You're never outputting your value back into the output field. All you're doing is returning the value. You need to set the value of your output field to "Generalities".
Example
var input = document.getElementById("onkeyup").value;
// You should be giving your elements meaningful IDs.
if(+input < 100) {
document.getElementById("output").value = 'Generalities';
// Assumes an output field called "output".
}
Try this:
function AnEventHasOccurred() {
var x = document.getElementById("onkeyup").value;
if (x < 100){
document.getElementById("eventlog").value = "Generalities";
}
}
I see a few errors.
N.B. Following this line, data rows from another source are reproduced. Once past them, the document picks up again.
PR #249, opened 2017-06-30
Drop support for php 7.0 on next major

greg0ire:


config/projects.yml
```diff
@@ -182,7 +182,7 @@ doctrine-phpcr-admin-bundle:
   branches:
     master:
       # sonata 2 should still support php 5.6 to be consistent with the symfony cmf
-      php: ['5.6', '7.0', '7.1']
+      php: ['5.6', '7.1']
```
greg0ire: @dbu @lsmith77 please confirm you are ok with this

config/projects.yml
```diff
@@ -257,7 +257,7 @@ google-authenticator:
   docs_target: false
   branches:
     master:
-      php: ['7.0', '7.1']
+      php: ['7.1']
     2.x:
       php: ['7.0', '7.1']
```
greg0ire: Too late it is released

config/projects.yml
dbu: we are about to release 2.0, so i think its too early to drop 7.0. also dropping 7.0 but not 5.6 would be rather pointless. i suggest we wait until we tagged the stable release and created a 2.x branch and only then drop 5.6 and 7.0 for master that will be 3.x

greg0ire: Ok I'll revert this change :+1:

greg0ire:
> what is the time horizon of the next majors? be aware that according to http://php.net/supported-versions.php php 7.0 is still actively supported until end of this year and security fixes until next year...

Since there is a lot of inter-dependencies, and a lot of package, the releases will not be synchronized (I think it is for the better). For instance, google authenticator 2 is already released, which, by the way, means there already is an exception to the "drop php 7.0" proposal

greg0ire:
> be aware that according to http://php.net/supported-versions.php php 7.0 is still actively supported until end of this year and security fixes until next year...

Since it's a next major, I personally think we should start by supporting only the latest versions of our deps, especially this one. We're not hurting anyone by doing that, and since we release at a very slow pace (at least that's how I see it), we shouldn't choose to get stuck with 7.0 for a potentially long period of time.

Soullivaneuh:
Rest in Peace, PHP 7.0.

Check this out for comparison:
function AnEventHasOccurred() {
// should probably save the elements to variables
// since you'll be checking and changing the values
var x = document.getElementById("onkeyup");
var y = document.getElementById("eventlog");
// should be 100, not "100"
if (x.value < 100) {
y.value = "Generalities";
} else {
y.value = "";
}
}
This should work fine. Check it out on jsfiddle.
More Recommendations
Your return statement doesn't correspond with your "output": it
does nothing valuable in this case.
You check or set the value of an input by getting the element and
using its value key.
You should put semi-colons at the end of most javascript lines, with the exceptions generally being curly brackets {}, comments // and /* */, and empty lines.